Logistic Regression with Minitab
What is Logistic Regression?
Logistic regression is a statistical method to predict the probability of an event occurring by fitting the data to a logistic curve using logistic function. The regression analysis used for predicting the outcome of a categorical dependent variable, based on one or more predictor variables. The logistic function used to model the probabilities describes the possible outcome of a single trial as a function of explanatory variables. The dependent variable in a logistic regression can be binary (e.g. 1/0, yes/no, pass/fail), nominal (blue/yellow/green), or ordinal (satisfied/neutral/dissatisfied).
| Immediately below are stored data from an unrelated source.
PR #501, opened 2023-03-14
Sort protocols by workflow order

ckostiw:
Display protocols in the labwork overview page in a sensible order - the order in which they normally appear in workflows.

The idea is to look at each protocol and see which protocols it should follow and which it should precede based on where it appears in the workflows.

This gets done once, the first time the labwork is fetched from the backend, after the app is initialized and all the workflow definitions have been loaded.

I also tweaked the labwork-info endpoint in sample_next_step to avoid returning info about steps that are not used in any workflow - I was getting an Infinium protocol that is not used in any workflow and always had zero samples.

### DIFF
--- a/backend/fms_core/viewsets/sample_next_step.py
+++ b/backend/fms_core/viewsets/sample_next_step.py
@@ -9,7 +9,7 @@ from fms_core.filters import SampleNextStepFilter
 
 from ._utils import TemplateActionsMixin, TemplatePrefillsLabWorkMixin, _list_keys
 from ._constants import _sample_next_step_filterset_fields
-from fms_core.models import SampleNextStep, StepSpecification, Protocol, Step
+from fms_core.models import SampleNextStep, StepSpecification, Protocol, Step, Workflow
 from fms_core.serializers import SampleNextStepSerializer, StepSpecificationSerializer
 from fms_core.templates import (SAMPLE_EXTRACTION_TEMPLATE, SAMPLE_QC_TEMPLATE, NORMALIZATION_PLANNING_TEMPLATE, NORMALIZATION_TEMPLATE,
                                 LIBRARY_PREPARATION_TEMPLATE, LIBRARY_QC_TEMPLATE, SAMPLE_POOLING_TEMPLATE, LIBRARY_CAPTURE_TEMPLATE,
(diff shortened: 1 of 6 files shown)


backend/fms_core/viewsets/sample_next_step.py
```diff
@@ -170,6 +170,12 @@ def labwork_info(self, request, *args, **kwargs):
             if protocol.id not in sample_next_step_by_protocol.keys():
 
                 protocolSteps = Step.objects.filter(protocol=protocol)
+
+                # Make sure that at least one workflow uses one of the steps for this protocol, since
+                # labwork doesn't need protocols that are not used by any workflow (Infinium...)
+                workflows = Workflow.objects.filter(steps__in=protocolSteps)
```
UlysseFG, line 176: `if Workflow.objects.filter(steps__in=protocolSteps).exists():` should be lighter and clearer.

frontend/src/modules/labwork/services.ts
```diff
@@ -154,4 +173,99 @@ export function findChangedStepsInSummary(oldSummary: LabworkSummary, newSummary
...
+				const distanceA = entriesA.reduce((acc, entry) => {
+					return acc + (entry.stepOrder / entry.numSteps)
+				}, 0) / entriesA.length
+				const distanceB = entriesB.reduce((acc, entry) => {
+					return acc + (entry.stepOrder / entry.numSteps)
+				}, 0) / entriesB.length
+
+				return distanceA - distanceB
+			} else {
+				return numAfter - numBefore
```
UlysseFG, line 261: It's likely going to give wonky results as we are not using a common metric for all steps... Both metrics are not on the same scale... This seem to be working for now but it's likely to need rework down the line. Let's roll with it, but ordering usually use only a single criterion (or a weighted combination).

backend/fms_core/viewsets/sample_next_step.py
ckostiw: Excellent - fixed. 👍

frontend/src/modules/labwork/services.ts
ckostiw: Yes, I'm sure that there is a better algorithm - this is a bit hacky, I agree, but it got a decent result for now.

UlysseFG (approved):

The independent variables can be either continuous or discrete.
Three Types of Logistic Regression
- Binary Logistic Regression
- Binary response variable
- Example: yes/no, pass/fail, female/male
- Nominal Logistic Regression
- Nominal response variable
- Example: set of colors, set of countries
- Ordinal Logistic Regression
- Ordinal response variable
- Example: satisfied/neutral/dissatisfied
All three logistic regression models can use multiple continuous or discrete independent variables and can be developed in Minitab using the same steps.
How to Run a Logistic Regression in Minitab
Case Study: We want to build a logistic regression model using the potential factors to predict the probability that the person measured is female or male.
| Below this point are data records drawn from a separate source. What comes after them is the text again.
PR #505, opened 2023-03-17
Generate filter options dynamically

ckostiw:
The sample KIND column filter needs to be initialized from the sample kinds contained in the redux store - we have to generate a list of options for the Select element. This change adds the ability to define a function to generate the options dynamically.

It also cleans up some excessive rendering in the LabworkStep component by making proper use of `useCallback` and `useMemo`.

Finally, I fixed a bug in the filter serializer for SELECT values.

### DIFF
--- a/frontend/src/components/labwork/step/LabworkStep.tsx
+++ b/frontend/src/components/labwork/step/LabworkStep.tsx
@@ -1,6 +1,6 @@
 import { InfoCircleOutlined, SyncOutlined } from '@ant-design/icons'
 import { Alert, Button, Select, Space, Tabs, Typography } from 'antd'
-import React, { useEffect, useState } from 'react'
+import React, { useCallback, useEffect, useMemo, useState } from 'react'
 import { useNavigate } from 'react-router-dom'
 import { useAppDispatch } from '../../../hooks'
 import { FMSId } from '../../../models/fms_api_models'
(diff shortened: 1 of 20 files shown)


frontend/src/components/labwork/step/LabworkStep.tsx
```diff
@@ -43,55 +43,64 @@ const LabworkStep = ({ protocol, step, stepSamples }: LabworkStepPageProps) => {
 		}
 	}, [stepSamples])
 
-	function handleSetFilter(filterKey: string, value: FilterValue, description: FilterDescription) {
-		if(typeof description === 'undefined') {
-			return
-		}
-		dispatch(setFilter(step.id, description, value))
-	}
+	const handleSetFilter = useCallback(
```
UlysseFG, line 46: I'm not convinced by all these additional useCallback. My understanding is you save during rendering by reusing the function but i don't really see any gain to use it on such small functions. As far as i can see you cannot reuse the values or the results so in the end you are most likely just adding test to the function with a risk of having the wrong function if the cache is not refreshed when it should. The fact that you do not set dependencies will likely lead to the wrong values being used in the function.

ckostiw: You're absolutely right about the dependencies - there were some that I needed to add. I added the react-hooks linter plugin to check for missing dependencies, to avoid that in the future, and I added all the missing dependencies.

I do want to continue using these hooks and other react best practices though, and to consider rendering performance a bit more.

Data File: “Logistic Regression” tab in “Sample Data.xlsx”
Response and potential factors
- Response (Y): Female/Male
- Potential Factors (Xs):
- Age
- Weight
- Oxy
- Runtime
- RunPulse
- RstPulse
- MaxPulse
Step 1:
- Click Stat → Regression → Binary Logistic Regression→ Fit Binary Logistic Model
- A new window named “Binary Logistic Regression” appears.
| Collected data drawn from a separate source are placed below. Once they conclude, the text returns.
PR #507, opened 2023-03-20
Return more informative error when extraction type field is omitted.

UlysseFG:


ckostiw (commented):
Screen Shot 2023-03-28 at 1 34 20 PM

Wouldn't it be better if the Association error appears on a Row# line, rather than at the top? Also, I only have 2 bad rows but I got 4 messages. 
Also, unrelated to this PR, it would be better if the Row# error messages mention the bad column. The error message asks for a "Sample kind" but the column name is "Extraction Type".

UlysseFG:
I could patch something for the repeats. The row errors are already there (however cryptic they may be. They are actually not so bad here). The extra errors at the top is generated when i do a scan over the whole dataset outside the row_handler (which does the errors reporting by row). The error is caught both by the service at the importer level and the row_handler in this case. The duplication is due to us propagating our error like good soldiers ... we could dig into it at some point (there is some issues related to errors that do not get caught at row_handler level).

UlysseFG:
Removed the duplication but this is just a partial fix ... I'll add a ticket to add a systematic required field check upon template submission.

PR #513, opened 2023-03-30
Add a transfer step in workflows before lib QC

UlysseFG:


ckostiw (approved):
Tested it out and everything worked as expected.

- Click into the blank box next to “Response” and all the variables pop up in the list box on the left.
- Select “Sex” as the “Response.”
- Select “Age”, “Weight”, “Oxy”, “Runtime”, “RunPulse”, “RstPulse”, “MaxPulse” as “Continuous predictors.”
- Click “OK.”
- The results of the logistic regression model appear in session window.
Step 2:
- Check the p-values of all the independent variables in the model.
- Remove the insignificant independent variables one at a time from the model and rerun the model.
- Repeat step 2.1 until all the independent variables in the model are statistically significant.
Since the p-values of all the independent variables are higher than the alpha level (0.05), we need to remove the insignificant independent variables one at a time from the model, starting with the highest p-value. Runtime has the highest p-value (0.990), so it will be removed from the model first.
After removing Runtime from the model, the p-values of all the independent variables are still higher than the alpha level (0.05). We need to continue removing the insignificant independent variables one at a time, continuing with the highest p-value. Age has the highest p-value (0.977), so it will be removed from the model next.
After removing both Age and RunTime from the model, the p-values of the remaining independent variables are still higher than the alpha level (0.05). We need to continue successively removing the insignificant independent variables. Continue with the next highest p-value. RstPulse has the highest p-value (0.803) of the remaining variables, it will be removed next.
After removing RstPulse from the model, the p-values of all the independent variables are still higher than the alpha level (0.05). Continue removing the insignificant independent variables. Weight has the highest p-value (0.218) of the remaining variables, it will be removed next.
After removing Weight from the model, the p-values of the remaining three independent variables are still higher than the alpha level (0.05). Once again, remove the next highest p-value. RunPulse with a p-value of 0.140 should be next.
After removing RunPulse from the model, the last two p-values are still higher than the alpha level (0.05). We need to remove one more insignificant variable, it will be MaxPulse with a p-value of 0.0755.
After removing MaxPulse from the model, the p-value of the only independent variable “Oxy” is lower than the alpha level (0.05). There is no need to remove “Oxy” from the model.
Step 3:
Analyze the binary logistic report in the session window and check the performance of the logistic regression model. The p-value here is 0.031, smaller than alpha level (0.05). We conclude that at least one of the slope coefficients is not equal to zero. The p-value of the “Goodness-of-Fit” tests are all higher than alpha level (0.05). We conclude that the model fits the data.
Step 4: Get the predicted probabilities of the event (i.e., Sex = M) occurring using the logistic regression model.
- Click the “Storage” button in the window named “Binary Logistic Regression” and a new window named “Binary Logistic Regression – Storage” pops up.
- Check the box “Fits (event probabilities).”
- Click “OK” in the window of “Binary Logistic Regression– Storage.”
- Click “OK” in the window of “Binary Logistic Regression.”
- A column of the predicted event probability is added to the data table with the heading “FITS”.
Model summary: In column C10, Minitab provides the probability that the sex is male based on the only statistically significant independent variable “Oxy”.